We used the following retrieval settings for experiments 1 and 2:
- embedding model: (OpenAI) text-embedding-3-large
- chunk size: 512 tokens (we split the documents from the corpus into chunk size of 512 tokens)
- stride size: 256 tokens (the overlap between adjacent chunks is 256 tokens)
- vector store: FAISS (with IndexFlatL2 index)

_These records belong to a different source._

PR #1106, opened 2021-01-24
Add dismiss handle to Information Sheet

charliescheer:
### Fix
This PR continues with the design changes in issue #1061. Specifically this PR adds in a visual element to alert the user that they can dismiss the information sheet by dragging down on the top of the information sheet element.

The drag bar element will not appear on iPad and should look a bit like this:

### Test

1. Open up Simplenote on an iPhone and go to a Note > Information sheet, confirm that the drag bar appears
2. Open up Simplenote again on an iPad and go to a note > Information sheet, confirm there is no drag bar

### Review
One developer and one designer are required to review these changes, but anyone can perform the review.

### DIFF
--- a/Simplenote/Information/NoteInformationViewController.swift
+++ b/Simplenote/Information/NoteInformationViewController.swift
@@ -5,7 +5,7 @@ import SimplenoteFoundation
 //
 final class NoteInformationViewController: UIViewController {
     @IBOutlet private weak var tableView: UITableView!
-    @IBOutlet weak var dragBar: SPDragBar!
+    @IBOutlet private weak var dragBar: SPDragBar!
 
     private var transitioningManager: UIViewControllerTransitioningDelegate?
 
@@ -122,7 +122,7 @@ private extension NoteInformationViewController {
         preferredContentSize = tableView.contentSize
     }
     
-    func configureDragBar() {
+    private func configureDragBar() {
         dragBar.isHidden = navigationController != nil
     }
 }
--- a/Simplenote/Information/NoteInformationViewController.swift
+++ b/Simplenote/Information/NoteInformationViewController.swift
@@ -6,7 +6,6 @@ import SimplenoteFoundation
 final class NoteInformationViewController: UIViewController {
     @IBOutlet private weak var tableView: UITableView!
     @IBOutlet private weak var screenTitleLabel: UILabel!
-    @IBOutlet private weak var dismissButton: UIButton!
     @IBOutlet private weak var headerStackView: UIStackView!
     @IBOutlet weak var dragBar: SPDragBar!
     private lazy var blurEffectView = SPBlurEffectView()
@@ -155,7 +154,7 @@ private extension NoteInformationViewController {
     }
 
     func configureAccessibility() {
-        dismissButton.accessibilityLabel = Localization.dismissAccessibilityLabel
+        //TO DO: Should we do something for accessibility for dismissing the info sheet now that the dismiss button is gone?
     }
     
     func configureScreenTitleLabel() {
@@ -163,7 +162,6 @@ private extension NoteInformationViewController {
         
         if UIDevice.current.userInterfaceIdiom == .phone {
             screenTitleLabel.isHidden = true
-            dismissButton.isHidden = true
         }
     }
 
--- a/Simplenote/Information/NoteInformationViewController.swift
+++ b/Simplenote/Information/NoteInformationViewController.swift
@@ -5,7 +5,6 @@ import SimplenoteFoundation
 //
 final class NoteInformationViewController: UIViewController {
     @IBOutlet private weak var tableView: UITableView!
-    @IBOutlet private weak var headerStackView: UIStackView!
     @IBOutlet weak var dragBar: SPDragBar!
 
     private var transitioningManager: UIViewControllerTransitioningDelegate?
@@ -58,13 +57,12 @@ final class NoteInformationViewController: UIViewController {
 
     override func viewWillLayoutSubviews() {
         super.viewWillLayoutSubviews()
-        configureHeaderLayoutMargins()
         refreshPreferredSize()
     }
 
     override func viewDidLayoutSubviews() {
         super.viewDidLayoutSubviews()
-        updateAdditionalSafeAreaInsets()
+        additionalSafeAreaInsets = Consts.tableViewSafeAreaInsets
     }
 }
 
@@ -116,32 +114,12 @@ private extension NoteInformationViewController {
         }
     }
 
-    func configureHeaderLayoutMargins() {
-        headerStackView.isLayoutMarginsRelativeArrangement = true
-
-        var layoutMargins = Consts.headerExtraLayoutMargins
-        layoutMargins.left += tableView.layoutMargins.left
-        layoutMargins.right += tableView.layoutMargins.right
-
-        // Sync layout margins with table view so labels are aligned
-        headerStackView.layoutMargins = layoutMargins
-    }
-
     func configureAccessibility() {
         //TO DO: Should we do something for accessibility for dismissing the info sheet now that the dismiss button is gone?
     }
 
     func refreshPreferredSize() {
         preferredContentSize = tableView.contentSize
-    }
-
-    func updateAdditionalSafeAreaInsets() {
-        guard !headerStackView.isHidden else {
-            additionalSafeAreaInsets = .zero
-            return
-        }
-
-        additionalSafeAreaInsets = UIEdgeInsets(top: headerStackView.frame.maxY, left: 0, bottom: 0, right: 0)
     }
     
     func configureDragBar() {
@@ -301,5 +279,5 @@ private struct Localization {
 }
 
 private struct Consts {
-    static let headerExtraLayoutMargins = UIEdgeInsets(top: 13.0, left: 0.0, bottom: 13.0, right: 0.0)
+    static let tableViewSafeAreaInsets = UIEdgeInsets(top: 26, left: 0, bottom: 0, right: 0)
 }
--- a/Simplenote/Information/NoteInformationViewController.swift
+++ b/Simplenote/Information/NoteInformationViewController.swift
@@ -182,13 +182,6 @@ private extension NoteInformationViewController {
     
     func configureDragBar() {
         if navigationController == nil {
-            dragBar.translatesAutoresizingMaskIntoConstraints = false
-            NSLayoutConstraint.activate([
-                dragBar.heightAnchor.constraint(equalToConstant: 5),
-                dragBar.widthAnchor.constraint(equalToConstant: 36),
-                dragBar.topAnchor.constraint(equalTo: view.topAnchor, constant: 5),
-                dragBar.centerXAnchor.constraint(equalTo: view.centerXAnchor)
-            ])
         } else {
             dragBar.isHidden = true
         }
--- a/Simplenote/Information/NoteInformationViewController.swift
+++ b/Simplenote/Information/NoteInformationViewController.swift
@@ -119,10 +119,6 @@ private extension NoteInformationViewController {
         }
     }
 
-    func configureAccessibility() {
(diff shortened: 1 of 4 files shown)


charliescheer:
I pulled this PR out of the other one I made for the information sheet style updates because I wanted to ask if this is something that we want to extract into it's own class.  It is rather simple, just a small UIView with a background color, but if it turned out to be something that we wanted to insert onto other screens, I could see how it could be setup to simply be added to any modal and save on repeat code later. 

Thoughts?

mokagio:
Pushing this PR to the next milestone, 4.31, because I'm running the code-freeze today and this is labelled "enhancements, spring cleaning": it can safely wait till the next release.

eshurakov:
Hi @charliescheer, I believe you created this branch from `issue/1061-information-sheet-updates`. I updated base branch in this PR to `issue/1061-information-sheet-updates` so that we only see changes that you made on top of that branch.

Simplenote/Information/NoteInformationViewController.swift
```diff
@@ -177,6 +181,24 @@ private extension NoteInformationViewController {
...
+        dragBar.alpha = 0.2
+        dragBar.layer.cornerRadius = 2.5
+        dragBar.layer.masksToBounds = true
+        
+        view.addSubview(dragBar)
+        
+        dragBar.translatesAutoresizingMaskIntoConstraints = false
+        NSLayoutConstraint.activate([
+            dragBar.topAnchor.constraint(equalTo: view.topAnchor, constant: 5),
+            dragBar.bottomAnchor.constraint(equalTo: view.topAnchor, constant: 10),
```
eshurakov: I think it's better to use `height`. Easier to understand dimensions :-)

eshurakov (changes requested):
Hey Charlie,

I think it's good to extract it in a separate class, not necessarily because we will reuse it later, but to keep view controller more tidy. 

Another thing is, we're using xib file to construct information screen, so let's move this handle to the xib and hide it in case we're presenting it in a popover. I just realised that checking for `UIDevice.isPad` won't always work, because in split view on iPad information screen is presented as a card if width class is compact or in a popover if width class is regular. What we can do is to check if there is a navigation controller attached to this view controller. When we present an information controller in a popover, we wrap it in a navigation controller, so if there is a navigation controller, we don't need to show a handle.

Simplenote/Information/NoteInformationViewController.swift
charliescheer: I have made those changes.  Check it out!  Let me know if you see anything else that needs to be updated!

Simplenote/Information/NoteInformationViewController.swift
```diff
@@ -177,6 +179,20 @@ private extension NoteInformationViewController {
...
+            dragBar.translatesAutoresizingMaskIntoConstraints = false
+            NSLayoutConstraint.activate([
+                dragBar.heightAnchor.constraint(equalToConstant: 5),
+                dragBar.widthAnchor.constraint(equalToConstant: 36),
+                dragBar.topAnchor.constraint(equalTo: view.topAnchor, constant: 5),
+                dragBar.centerXAnchor.constraint(equalTo: view.centerXAnchor)
+            ])
+        } else {
+            dragBar.isHidden = true
+        }
```
jleandroperez: Since the initialization is already done in IB (`NoteInformationViewController`), would it be possible to move the Autolayout constraints there?

---

On a second note, we'd typically wanna avoid inline constants. Instead, you would probably wanna do something like this:

```
   dragBar.heightAnchor.constraint(equalToConstant: Metrics.dragBarSize.height),
   dragBar.widthAnchor.constraint(equalToConstant: Metrics.dragBarSize.width),
   dragBar.topAnchor.constraint(equalTo: view.topAnchor, constant: Metrics.dragBarTopPadding),
   dragBar.centerXAnchor.constraint(equalTo: view.centerXAnchor)
```

And at the bottom of the source file you could have:

```
private enum Metrics {
    static let dragBarSize = CGSize(width: 36, height: 5)
    static let dragBarTopPadding = CGFloat(5)
}
```

### Why:
Numbers used inline in the code are best avoided, for few reasons. It's harder to maintain, it's impossible to reuse. Suppose there were two components onscreen that needed the same **Top Padding**, without a constant, you'd have a `5` in two places.

**Plus:** if you had to change that `5`, without a proper constant you'd need to read the whole code, and patch two spots.

### And another note:
Why `enum Metrics` instead of, say, `struct Metrics`?  Because if you used `struct Metrics` this statement would be valid:

```
let metrics = Metrics()
```

It's a "workaround" we've been using everywhere, and allows us to namespace a bunch of constants. Other programming languages (such as C#) have a way to define a namespace that doesn't really belong to anything that can be instantiated. Swift... really doesn't, for now!

SylvesterWilmott:
Looks good!

Spacing and position is perfect. It appear in dark mode the handle remains dark, can we update the colour of the handle in dark mode to #ffffff with 0.2% opacity?

charliescheer:
Thanks for the suggestions @jleandroperez  and @SylvesterWilmott 

I have added dark mode for the drag bar
and moved the constraints to the IB.

Let me know if there are any more changes that need to be made

Simplenote/Information/NoteInformationViewController.swift
```diff
@@ -177,6 +179,12 @@ private extension NoteInformationViewController {
 
         additionalSafeAreaInsets = UIEdgeInsets(top: headerStackView.frame.maxY, left: 0, bottom: 0, right: 0)
     }
+    
+    func configureDragBar() {
+        if navigationController != nil {
+            dragBar.isHidden = true
```
jleandroperez: Nipticky (cosmetic, feel free to disregard!!). You can simplify this one a bit:

```
dragBar.isHidden = navigationController != nil
```

Simplenote/SPDragBar.swift
```diff
@@ -0,0 +1,24 @@
...
+    
+    func configure() {
+        if SPUserInterface.isDark {
+            self.backgroundColor = UIColor.white
+        } else {
+            self.backgroundColor = UIColor.black
+        }
+        self.alpha = 0.2
+        self.layer.cornerRadius = 2.5
+        self.layer.masksToBounds = true
```
jleandroperez: No need for `self` (unless you're inside a closure)

Simplenote/SPDragBar.swift
```diff
@@ -0,0 +1,24 @@
...
+        super.init(frame: frame)
+        configure()
+    }
+    
+    required init?(coder: NSCoder) {
+        super.init(coder: coder)
+        configure()
+    }
+    
+    func configure() {
```
jleandroperez: This one should probably be `private`

Simplenote/SPDragBar.swift
```diff
@@ -0,0 +1,24 @@
...
+        if SPUserInterface.isDark {
+            self.backgroundColor = UIColor.white
+        } else {
+            self.backgroundColor = UIColor.black
+        }
```
jleandroperez: This snippet can be simplified a bit:

```
backgroundColor = SPUserInterface.isDark ? .white : .black
```

Simplenote/Information/NoteInformationViewController.swift
charliescheer: I like it, much cleaner

Simplenote/SPDragBar.swift
charliescheer: Much simpler!

charliescheer:
Thanks @jleandroperez  I made those changes

Simplenote/Information/NoteInformationViewController.swift
```diff
@@ -177,6 +179,10 @@ private extension NoteInformationViewController {
 
         additionalSafeAreaInsets = UIEdgeInsets(top: headerStackView.frame.maxY, left: 0, bottom: 0, right: 0)
     }
+    
+    func configureDragBar() {
```
eshurakov: This can also be private :-)

Simplenote/Information/NoteInformationViewController.swift
```diff
@@ -8,6 +8,7 @@ final class NoteInformationViewController: UIViewController {
     @IBOutlet private weak var screenTitleLabel: UILabel!
     @IBOutlet private weak var dismissButton: UIButton!
     @IBOutlet private weak var headerStackView: UIStackView!
+    @IBOutlet weak var dragBar: SPDragBar!
```
eshurakov: This can be private like other `@IBOutlet` properties

Simplenote/SPDragBar.swift
```diff
@@ -0,0 +1,20 @@
...
+        configure()
+    }
+    
+    required init?(coder: NSCoder) {
+        super.init(coder: coder)
+        configure()
+    }
+    
+    private func configure() {
+        backgroundColor = SPUserInterface.isDark ? .white : .black
```
eshurakov: Please take a look at `UIColor+Studio.swift` extension. You can define a pair of light / dark colors and use it here as a single UIColor. The benefit is that it will automatically update when theme changes. 
For example right now if you open an information sheet and change a theme (Simulator -> Features -> Toggle Appearance), the color of the handle won't update.

eshurakov (commented):
Hey Charlie, now that we show a handle instead of title and dismiss button, I believe we can safely delete the following things from the code and interface file:
* screenTitleLabel
* dismissButton
* headerStackView
* blurEffectView

SylvesterWilmott (approved):
Design looks good. Thanks @charliescheer

charliescheer:
> now that we show a handle instead of title and dismiss button, I believe we can safely delete the following things from the code and interface file

Good call @eshurakov I have removed those extra things, and I don't see any issues with it having been removed.

I have also updated the dragbar to use the color studio colors and marked the methods as private.

Question for you though.  By removing the dismiss button we are also removing the accessibility label for dismissing.  Is there anything we can, or should do for accessibility labeling on the drag bar? maybe:
`    func configureAccessibility() {
        dragBar.accessibilityLabel = Localization.dismissAccessibilityLabel
    }`

@SylvesterWilmott can you take a quick look at the info sheet one more time and see if the spacing between the top of the info sheet and the first text item looks right to you?  It should have the correct spacing, but wanted to double check

eshurakov:
If we add a label to the drag bar, we also should handle tap on it so that it can be activated though accessibility. 
I think we can start by implementing [accessibilityPerformEscape](https://developer.apple.com/documentation/objectivec/nsobject/1615091-accessibilityperformescape) method to dismiss Info sheet. It is activated when you draw a “Z” with two fingers anywhere on the screen and should act like `ESC` key.

charliescheer:
>If we add a label to the drag bar, we also should handle tap on it so that it can be activated though accessibility.
I think we can start by implementing accessibilityPerformEscape method to dismiss Info sheet. It is activated when you draw a “Z” with two fingers anywhere on the screen and should act like ESC key.

Great idea, I have added both of those things to the drag bar.  Both the Z to dismiss and the tap to dismiss should work with VoiceOver on

Simplenote/Information/NoteInformationViewController.swift
```diff
@@ -121,76 +119,33 @@ private extension NoteInformationViewController {
...
-    }
-    
-    func configureScreenTitleLabel() {
-        screenTitleLabel.text = Localization.document
-        
-        if UIDevice.current.userInterfaceIdiom == .phone {
-            screenTitleLabel.isHidden = true
-            dismissButton.isHidden = true
-        }
+        //TO DO: Should we do something for accessibility for dismissing the info sheet now that the dismiss button is gone?
```
eshurakov: I think can remove this one :-)

eshurakov (approved):
Looks good to me! 👍 

:shipit:

Simplenote/Information/NoteInformationViewController.swift
charliescheer: Ah, missed that note.  Thanks!  Donoe

pachlava:
[testing] fix/feature verified on iPhone XR | iOS 14.3 | Simplenote 4.32.0.0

We used the following LLM generation settings for experiment 2:
- generation models: gpt-4o, claude-3-5-sonnet, claude-3-opus, claude-3-haiku, gpt-4o-mini, gpt-4-turbo, claude-3-sonnet, gpt-4, meta-llama-3.1-405b, meta-llama-3-70b, mixtral-8x7b, dbrx, gpt-3.5-turbo
- temperature: 0.0
- max_output_tokens: 1024
When benchmarking the performance at context length X, we used the following method to calculate how many tokens to use for the prompt:
- Given the context length X, we first subtracted 1k tokens which is used for the model output
- We then left a buffer size of 512 tokens
The rest is the cap for how long the prompt can be (this is the reason why we used a context length 125k instead of 128k, since we wanted to leave enough buffer to avoid hitting out-of-context errors).
Evaluation datasets
In this study, we benchmarked all LLMs on 4 curated RAG datasets that were formatted for both retrieval and generation. These included Databricks DocsQA and FinanceBench, which represent industry use cases and Natural Questions (NQ) and HotPotQA, which represent more academic settings . Below are the dataset details:
Dataset \ Details |
Category |
Corpus #docs |
# queries |
AVG doc length (tokens) |
min doc length (tokens) |
max doc length (tokens) |
Description |
Databricks DocsQA (v2) |
Use case specific: corporate question-answering |
7563 |
139 |
2856 |
35 |
225941 |
DocsQA is an internal question-answering dataset using information from public Databricks documentation and real user questions and labeled answers. Each of the documents in the corpus is a web page. |
FinanceBench (150 tasks) |
Use case specific: finance question-answering |
53399 |
150 |
811 |
0 |
8633 |
FinanceBench is an academic question-answering dataset that includes pages from 360 SEC 10k filings from public companies and the corresponding questions and ground truth answers based on SEC 10k documents. More details can be found in the paper Islam et al. (2023). We use a proprietary (closed source) version of the full dataset from Patronus. Each of the documents in our corpus corresponds to a page from the SEC 10k PDF files. |
Natural Questions (dev split) |
Academic: general knowledge (wikipedia) question-answering |
7369 |
534 |
11354 |
716 |
13362 |
Natural Questions is an academic question-answering dataset from Google, discussed in their 2019 paper (Kwiatkowski et al.,2019). The queries are Google search queries. Each question is answered using content from Wikipedia pages in the search result. We use a simplified version of the wiki pages where most of the non-natural-language text has been removed, but some HTML tags remain to define useful structure in the documents (for example, tables). The simplification is done by adapting the original implementation. |
BEIR-HotpotQA |
Academic: multi-hop general knowledge (wikipedia) question-answering |
5233329 |
7405 |
65 |
0 |
3632 |
HotpotQA is an academic question-answering dataset collected from the English Wikipedia; we are using the version of HotpotQA from the BEIR paper (Thakur et al, 2021) |
Evaluation Metrics:
- Retrieval metrics: we used recall to measure the performance of the retrieval. The recall score is defined as the ratio for the number of relevant documents retrieved divided by the total number of relevant documents in the dataset.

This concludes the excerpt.